I'd like to know more about what engines Toro is putting in their single stage blowers. Have they been the same for years? Are they commercial duty? Where are they made? Being from Minnesota I'd be up for giving Toro a shot if they aren't living on an old reputation (so many brands do this)


----------



## Toro-8-2-4 (Dec 28, 2013)

Have you considered a small 2 stage. You can get a 20" or a 22" two stage that is not too big and easier to move around.

I just see the single stage as very limited. I know they are fine for light snow and can get into tight areas.

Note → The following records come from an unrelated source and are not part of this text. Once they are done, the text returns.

PR #2640, opened 2021-09-27
fix: perf build cache

tustvold:
Caching and restoring "/target" will just cause it to grow indefinitely over time, this changes the perf CI to use the same caching mechanism as all the other jobs

### DIFF
--- a/.circleci/config.yml
+++ b/.circleci/config.yml
@@ -201,20 +201,11 @@ jobs:
           name: Install perf.py dependencies
           command: python3 -m pip install -r perf/requirements.txt
 
-      - restore_cache:
-          keys:
-            - cargo-lock-{{ checksum "Cargo.lock" }}
-      - run:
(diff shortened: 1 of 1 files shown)


.circleci/config.yml
```diff
@@ -201,20 +201,11 @@ jobs:
           name: Install perf.py dependencies
           command: python3 -m pip install -r perf/requirements.txt
 
-      - restore_cache:
-          keys:
-            - cargo-lock-{{ checksum "Cargo.lock" }}
-      - run:
-          name: Prime Rust build cache
-          command: cargo build --package influxdb_iox --bin influxdb_iox --package iox_data_generator --bin iox_data_generator
```
tustvold, line 209: This doesn't actually work because it builds with different options when invoked from perf

crepererum (approved):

Just throwing it out for you to think about.


----------



## detdrbuzzard (Jan 20, 2012)

Toro-8-2-4 said:


> Have you considered a small 2 stage. You can get a 20" or a 22" two stage that is not too big and easier to move around.
> 
> I just see the single stage as very limited. I know they are fine for light snow and can get into tight areas.
> 
> Just throwing it out for you to think about.


I don't have eod snow to deal with so my 2450 is just as capable as my 521


----------



## noplugs4me (Jan 28, 2014)

pfn said:


> I was just looking at the Simplicity 1222EE. It has a 250cc B&S engine. Anybody know anything about the machines?



I just bought it's little cousin the Snapper 922EXD. It has a 205cc motor. I went in to buy a Toro 721 with a 212cc motor, but I saw this one and to get all this had on a Toro it was 200 more. Plus this one has metal teeth to compliment the paddles. Has a really nice gearshift style lever to turn the chute left or right up close where you can reach it. I run Ferris big mowers and a snapper 21" mower so I like the B & S Company. With all that said, I live in Indianapolis, IN and we haven't had any snow to move this year. So it is sitting in the garage next to my Murray 8/24 13 year old blower that I picked up last year.

When it comes to equipment like this, I always go with a outdoor power shop that I like close to my house. I don't want to run all over town looking for parts, or ordering them online, when I can be out making money and getting the job done. Plus I like the fact that the guys know me when I walk into the shop to get PM parts and what not. -Jason


----------



## pfn (Dec 24, 2010)

Toro-8-2-4 said:


> Have you considered a small 2 stage. You can get a 20" or a 22" two stage that is not too big and easier to move around.
> 
> I just see the single stage as very limited. I know they are fine for light snow and can get into tight areas.
> 
> Just throwing it out for you to think about.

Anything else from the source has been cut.